La passion ne rapporte pas

Simon Tottoli | 18.04.2024

Editorial

Tottoli Simon RGB

Simon Tottoli, Rédacteur en chef

J’ai récemment vu le téléfilm «L’affaire Borgward». Il y est question de la marque du même nom, qui a connu une fin abrupte en 1961. Cela s’est passé bien avant ma naissance, mais certains d’entre vous ont certainement été témoins de la chute de Borgward. Peut-être même en avez-vous possédé une? Quoiqu’il en soit, vous savez probablement ce qu’il s’est passé: Borgward proposait trop de modèles, dépensait trop d’argent et surtout n’en ramenait pas assez.

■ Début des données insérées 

PR #688, opened 2021-07-08
Fix resource handling during creation to skip non-existent files

MikeTschudi:
* Changed sending of resources to a Solution during Solution creation. Previously, only the resources from a single item were zipped. Now, resources are accumulated from all items and are zipped together.
* Fetch resources from source items to make sure that they exist before adding a reference to them in the created Solution. Previously, a reference to an item's resource was added to the item's template and fetching occurred later--when the item's resources were to be fetched, zipped, and sent to the created Solution. Now, the resource file itself is collected when the item's template is created (not just the path to it) and only zipping and sending occur at the end of the creation process.

see issue #679

### DIFF
--- a/packages/common/src/resources/copyResourceIntoZip.ts
+++ b/packages/common/src/resources/copyResourceIntoZip.ts
@@ -30,7 +30,6 @@ import { getBlobAsFile } from "../restHelpersGet";
  * Copies a resource into a zipfile.
  *
  * @param file Information about the source and destination of the file such as its URL, folder, filename
- * @param sourceAuthentication Credentials for the request to the source
  * @param zipInfo Information about a zipfile such as its name and its zip object
  * @return The result of the copy
  */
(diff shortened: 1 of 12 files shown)


packages/common/src/resources/copyResourceIntoZip.ts
```diff
@@ -25,6 +26,30 @@ import { getBlobAsFile } from "../restHelpersGet";
 
 // ------------------------------------------------------------------------------------------------------------------ //
 
+/**
+ * Copies a resource into a zipfile.
+ *
+ * @param file Information about the source and destination of the file such as its URL, folder, filename
+ * @param sourceAuthentication Credentials for the request to the source
```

Un film dramatise toujours les choses et avec le temps, il est difficile de résumer avec précision une telle histoire. On peut néanmoins affirmer que le patron, Carl F. W. Borgward, s’est trop concentré sur sa passion – le bricolage et le développement –, négligeant plus ou moins les finances. De plus, il a renoncé à employer une direction, qui aurait pu s’occuper de mieux gérer ses affaires. Et pour cause, les managers sont une épine dans le pied de l’amateur de voitures qu’était Carl F. W. Borgward. Car s’il avait voulu lancer un nouveau coupé de luxe, un cabriolet envoûtant ou tout simplement une technologie plus sophistiquée, ses patrons se seraient en premier lieu demandés s’ils pouvaient monétiser de tels produits. La réponse est généralement «non»! Sauf peut-être pour une demi-douzaine de fabricants de voitures de luxe et de sport exclusives.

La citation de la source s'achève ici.